Chapter 547: Penghuni Permukaan | A Journey That Changed The World

18px

Chapter 547: Penghuni Permukaan

Bab 547 Penghuni Permukaan

Saat dia sedang bersantai, Llyniel sedang memasak. Singa betina itu sedang berolahraga, dan Archer sedang memperhatikannya, sambil berpikir, 'Begitu berdedikasinya dia dalam latihannya.'

Dia berbalik ke jendela yang memberinya pemandangan luar dan melihat danau dan hutan di sekitarnya.

Kemudian, peri kayu membawa sepiring daging dan sayuran, yang baunya lezat, dan Archer mulai memakannya.

Nala berhenti berolahraga dan membersihkan diri sebelum mendekati dapur. Ia mengambil sepiring makanan sebelum duduk dengan nyaman di samping Archer.

Llyniel mengambil beberapa makanan sebelum duduk di sisi lainnya. Setelah itu, ketiganya mulai makan, sementara api mulai menyala segera setelah memasuki tenda.

Ketiganya menikmati makanan yang disajikan peri itu dan memujinya, yang menyebabkan peri itu tersenyum sebelum wajahnya memerah.

Ketika keduanya melihat ini, mereka tertawa tetapi menganggapnya menggemaskan. Setelah Archer selesai makan, dia meraih pinggang Llyniel dan menariknya lebih dekat.

Archer hendak mencium peri kecil itu, tetapi tiba-tiba rasa takut menguasainya. Matanya membelalak kaget, menyebabkan dia meraih kedua gadis itu dan melemparkan mereka ke seberang tenda.

Nala dan Llyniel terkejut, tetapi tombak merobek kain dan menghantam dada Archer.

Sisik-sisiknya berhasil melunakkan pukulan itu, tetapi tetap saja sakit, dan dia terlempar menembus hutan dan menabrak sekumpulan batu besar.

Saat kejadian itu terjadi, kedua gadis itu melompat kaget dan melihat sekeliling untuk melihat penyerang mereka.

Mereka melihat dua orang berdiri di sana.

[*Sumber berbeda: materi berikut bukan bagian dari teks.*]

PR #1549, opened 2016-04-12
build-aci: no need to set the docker uid

tixxdz:
This reverts parts of 98f185061c0085 which bumped go version but at the
same time added docker switches to set the uid in order to build
binaries under that user, this is supposed to be used as a build aci
where fleetd is under root.


kayrus:
@tixxdz it doesn't make sense, becasue rkt will run fleetd under root user anyway. it doesn't matter whether fleetd is owned not by root

tixxdz:
closed in favor #1550

PR #1550, opened 2016-04-12
build-aci: improved build-aci script

kayrus:
supersedes #1549

* since actool started to support --owner-root flag ([v0.7.1](https://github.com/appc/spec/commit/d26e9449fdc4533dcf16e25fdb6d5f616fa4436c))
   we can use it to create tar archive with the root owned files.
* added bash trap instead of rm -rf $tgt
* added double quotes to protect aci filename when user passes
  tag with the whitespaces

/cc @tixxdz @jonboulle

### DIFF
--- a/build-aci
+++ b/build-aci
@@ -1,5 +1,4 @@
-#!/bin/bash
-set -e
+#!/bin/bash -e
 
 if [ $# -ne 1 ]; then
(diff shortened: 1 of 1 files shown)


jonboulle:
This LGTM. Should really move to acbuild at some point but is fine for now.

Nala menyipitkan matanya dan menggeram, menyebabkan Llyniel melihat ke arah orang asing itu. Itu adalah seorang pria dan seorang wanita.

Gadis-gadis itu memperhatikan bahwa kulit pasangan itu memiliki warna abu-abu gelap pekat, dan mata hitam mereka yang menyeramkan seperti lubang hitam.

Meskipun mereka mirip dengan peri, ada perbedaan yang jelas antara mereka. Rambut mereka hitam pekat dan diikat ekor kuda.

Mereka memiliki tangan humanoid normal hingga bayangan menutupi mereka, menggantikan mereka dengan cakar yang dingin menusuk tulang.

Namun, saat itulah empat cakar muncul dari punggung mereka. Cakar-cakar itu tampak seperti kaki laba-laba dengan ujung berduri tajam.

Llyniel, yang peka terhadap aliran mana, merasakan energi yang terpancar dari mereka, tetapi itu tidak seperti apa pun yang pernah ditemuinya.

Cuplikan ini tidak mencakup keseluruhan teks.